Start of EXERCISE DATA

PR #406, opened 2026-04-14
fix: harden storefront cart state and re-resolve shop routes on navigation

Shreyas2004wagh:
## Description

Fix two storefront stability issues:

1. storefront cart badge polling could break when `localStorage.cart` contained malformed JSON
2. shop pages could keep stale resolution state when navigating between different storefront slugs

## What was the issue

The storefront wrappers were polling `localStorage.cart` and using raw `JSON.parse`. If the cart value was corrupted, the parse would throw and the storefront cart quantity logic could break repeatedly.

The shop route pages also kept local lookup state across slug changes. In practice, client-side navigation between different `/shop/{slug}` or `/shop/{slug}/{page}` routes could keep the old shop mounted or skip re-resolving the new slug.

## What this changes

- add a small helper for safely reading storefront cart quantity from local storage
- update storefront cart badge logic to use safe JSON parsing instead of raw `JSON.parse`
- reset shop route lookup state when the slug changes
- ignore stale async lookup results after route changes
- remove the one-way route resolution latch from `/shop/[...shopPath]`
- add regression tests for malformed cart storage and shop route re-resolution

## Why this matters

This makes storefront navigation more resilient:
- corrupted cart storage no longer breaks storefront cart badge updates
- navigating between storefronts no longer risks showing stale shop data
- late async responses for a previous slug no longer overwrite the current route state

## Testing

- `npm test -- storefront-cart.test.ts --runInBand`
- `npm test -- shop-route-resolution.test.tsx --runInBand`


GautamBytes (approved):
LGTM

calvadev (approved):

PR #223, opened 2026-02-12
Complete Website Revamp

GautamBytes:
COMPLETE WEBSITE REVAMP

image
-----
image
-----
image
-----
image
-----
image
-----
image
-----
image
-----
image

PR #408, opened 2026-04-15
fix contrast on user-type buttons by switching to a darker yellow variant for dark theme

theAnuragMishra:
### Description
White text on bright yellow background isn't very easy on eyes.
image

This pr adds a new yellow variant `shopstr-yellow-dark` set to be `#534e3c`.

Now it looks like this:
image

### Resolved or fixed issue
none

### Affirmation

### DIFF
--- a/pages/onboarding/user-type.tsx
+++ b/pages/onboarding/user-type.tsx
@@ -60,7 +60,7 @@ const UserTypeSelection = () => {
                 onClick={() => setSelectedType("buyer")}
                 className={`flex flex-1 flex-col items-center justify-center rounded-lg border-2 p-8 transition-all ${
                   selectedType === "buyer"
-                    ? "border-shopstr-purple bg-shopstr-yellow dark:border-shopstr-yellow dark:bg-shopstr-yellow"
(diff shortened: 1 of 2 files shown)


theAnuragMishra:
update: also removed the purple border around the yellow bg in light mode.

GautamBytes:
> e purple border around the yellow bg in light mode.

Hey @theAnuragMishra , I actually have a pending pr for website revamp might be a little trouble for u but can u checkout that and see if this problem persist with new design also? I guess it won't be there.

[Check here](https://github.com/shopstr-eng/shopstr/pull/223)

theAnuragMishra:
Hmmmm it looks like you have changed the onboarding flow itself. I can't see the current `user-type.tsx` component. It seems like you now offer a person to modify both profile types one by one (skip if they don't want) in the flow? @GautamBytes

GautamBytes:
Yeah i guess its a mistake from my end, would correct it later. Contrast issue is solved in revamped one but for now i think let's merge urs

GautamBytes (approved):
LGTM

PR #417, opened 2026-04-16
Escape storefront policy HTML rendering

ayushshrivastv:
**Security Issue**: policy.content is treated like markdown text, but inlineFormat() does not escape HTML before passing it into dangerouslySetInnerHTML. That means raw attacker HTML survives unchanged into a public storefront page. The same origin also exposes sensitive client side state in localStorage, including serialised signer objects and NIP 46 app keys.

The full exploitation process is demonstrated in the attached video:
 https://www.notion.so/Security-Vulnerabilities-3367d68f8c31800394d6d88b56674914?source=copy_link

Screenshot 2026-04-16 at 8 47 40 PM

Screenshot 2026-04-16 at 8 47 55 PM
Screenshot 2026-04-16 at 8 48 06 PM

So basically, a seller account was able to save a malicious JavaScript payload inside the storefront’s Terms of Service page. Then when another user (the victim) opened that public policy page, the script automatically ran in their browser session. Because of that, the payload could access and read data from the victim’s localStorage within their browser.

### DIFF
--- a/components/storefront/__tests__/storefront-policy-page.test.tsx
+++ b/components/storefront/__tests__/storefront-policy-page.test.tsx
@@ -1,0 +1,52 @@
+import { render, screen } from "@testing-library/react";
+import StorefrontPolicyPage from "@/components/storefront/storefront-policy-page";
+
+const colors = {
+  primary: "#000000",
+  secondary: "#ffffff",
+  accent: "#111111",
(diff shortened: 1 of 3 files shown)


GautamBytes (approved):
LGTM. Thanks:)

calvadev (approved):

PR #418, opened 2026-04-16
Unauthenticated cached event deletion API allows cross user data removal

ayushshrivastv:
Security Issue: The server trusts a browser supplied list of event IDs for a destructive action, but it does not verify that the caller is authorised to delete those events. Authorisation is missing both at the route level and at the database mutation level.

On current `main`, the issue is that Shopstr’s cached event deletion API trusts a client-supplied list of eventIds and deletes them from the database without verifying who is making the request or whether those events belong to that pubkey. The API route at [`pages/api/db/delete-events.ts`](https://github.com/shopstr-eng/shopstr/blob/main/pages/api/db/delete-events.ts#L1-L20) accepts eventIds from the request body and immediately calls deleteCachedEventsByIds(eventIds). Then in [`utils/db/db-service.ts`](https://github.com/shopstr-eng/shopstr/blob/main/utils/db/db-service.ts#L781-L840), the database logic deletes matching IDs across multiple cached event tables purely by id, including `product_events`, `review_events`, `message_events`, `profile_events`, `wallet_events`, `community_events`, and `config_events`. There is no ownership check there.

This is a missing server side authorisation check on a destructive endpoint. Even if the normal UI only deletes a user’s own events, that restriction is not enforced by the backend. A user can tamper with the request payload and submit arbitrary event IDs, and the server will trust them.

**Fix**

The fix should require a signed ownership proof on /api/db/delete-events and validate it server side before any deletion happens. The request should be bound to the exact eventIds being deleted, and the backend should verify that all referenced events belong to the authenticated pubkey before executing the mutation. The DB path should fail closed if ownership cannot be confirmed.


theAnuragMishra:
@calvadev this should be priority !!
it's a big security hole. i found it too and was going to work but saw this pr.

theAnuragMishra (commented):
Looks good overall!

calvadev (approved):

PR #422, opened 2026-04-17
fix: normalize cart invoice totals across product and shipping flows

Shreyas2004wagh:
## Description

Normalize cart invoice totals so checkout, order summary, and payment flows all use the same per-product totals.

## What was the issue

The cart page was building a totals map one way, while the invoice/payment flow was reading it in two different ways:

- the cart page stored base totals by seller pubkey
- order summary and shipping adjustments were reading totals by product id
- payment token splitting was also reading totals by seller pubkey

That made the data model inconsistent. In carts with multiple items from the same seller, earlier totals could be overwritten, and shipping-adjusted totals were being computed in temporary objects without becoming the actual source of truth for payment.

## What this changes

- store base cart totals per product id in the cart page
- add cart total helpers for shipping-adjusted per-product totals and final total summation
- make checkout keep a current per-product totals map for the active shipping mode
- use the current per-product totals for order summary line items and payment token amounts
- add focused tests for the cart totals helpers

## Why this matters

This keeps checkout totals consistent across:
- cart line items
- shipping mode selection
- order summary persistence
- payment and donation amount calculation

It also fixes the overwrite risk for multi-product carts from the same seller.

## Testing

- `npm test -- cart-totals.test.ts --runInBand`
- `npx tsc --noEmit --ignoreDeprecations 6.0`


GautamBytes (approved):
LGTM

PR #423, opened 2026-04-17
Hide the created api key by default with a button to toggle visibility

theAnuragMishra:
### Description
When the api key is created, it is visible by default which is not the standard way I see on most websites. It should be hidden by default with a button to toggle visibility. Most of the time a user is gonna just copy it without seeing it anyway.

Screenshot 2026-04-17 at 19 57 40

### Affirmation


GautamBytes (approved):
LGTM!!

calvadev (approved):

PR #424, opened 2026-04-17
fix: guard chat npub decoding against malformed content

Shreyas2004wagh:
## Summary
- guard buyer pubkey extraction in chat messages when npub-like text is malformed
- fall back to an empty buyer pubkey instead of letting nip19.decode throw
- add a regression test for malformed npub content

## Testing
- npm test -- chat-message.test.tsx --runInBand


GautamBytes (approved):
LGTM NOW!!

calvadev (approved):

End of EXERCISE DATA

• EXERCISE DIRECTIONS: Give back every line of the listing where the word "guard" shows up.

• ANSWER SECTION:
fix: guard chat npub decoding against malformed content
- guard buyer pubkey extraction in chat messages when npub-like text is malformed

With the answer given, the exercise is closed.